[WORK TO BE COMPLETED]: Set down the lines of the data exactly, starting at the first and stopping after the line containing "Reducing the phase2".

MATERIAL SUPPLIED below:

Issue #22582, opened 2018-03-12
Huge  log for phase2 workflows 


boudoul:
Greetings,
The phase2 workflows (2023D21, 2023D17 etc...) are still exhibiting very long logs which make testing (and actually scrutinizing the logs ) very complicated . There is below a copy paste of a (small) fraction of the logs  - Looks like it is on thePFTrackProducer:pfTrack .  Could someone investigate if those are harmless and eventually fix or take actions ? I seem to remember a previous open issue on this but I'm not sure (and can't find it actually) .

Reducing the phase2 logs would be very appreciated . Thank you. 

%MSG-w PFTrackTransformer:  PFTrackProducer:pfTrack 12-Mar-2018 01:16:30 CET  Run: 1 Event: 10
KF TRACK Reco track charge = 1, type = 1, Pt = 8.37763, P = 97.0849
	R0 = 0.010947 Z0 = -1.50682
	number of tracker measurements = 0
	number of points total = 4
Traj point id = -1, layer = 0, Eta,Phi = -5.61786,-2.32022, X,Y = -0.00745722,-0.0080141, R,Z = 0.010947,-1.50682, E,Pt = 97.0849,8.37763
Traj point id = -1, layer = 1, Eta,Phi = -3.19199,-0.756139, X,Y = 1.81873,-1.71529, R,Z = 2.5,-30.3697, E,Pt = 97.085,8.37763
Traj point id = -1, layer = -1, Eta,Phi = 0,0, X,Y = 0,0, R,Z = 0,0, E,Pt = 0,0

End of MATERIAL SUPPLIED.

[REPLY TO THE TASK]:
Issue #22582, opened 2018-03-12
Huge  log for phase2 workflows 


boudoul:
Greetings,
The phase2 workflows (2023D21, 2023D17 etc...) are still exhibiting very long logs which make testing (and actually scrutinizing the logs ) very complicated . There is below a copy paste of a (small) fraction of the logs  - Looks like it is on thePFTrackProducer:pfTrack .  Could someone investigate if those are harmless and eventually fix or take actions ? I seem to remember a previous open issue on this but I'm not sure (and can't find it actually) .

Reducing the phase2 logs would be very appreciated . Thank you. 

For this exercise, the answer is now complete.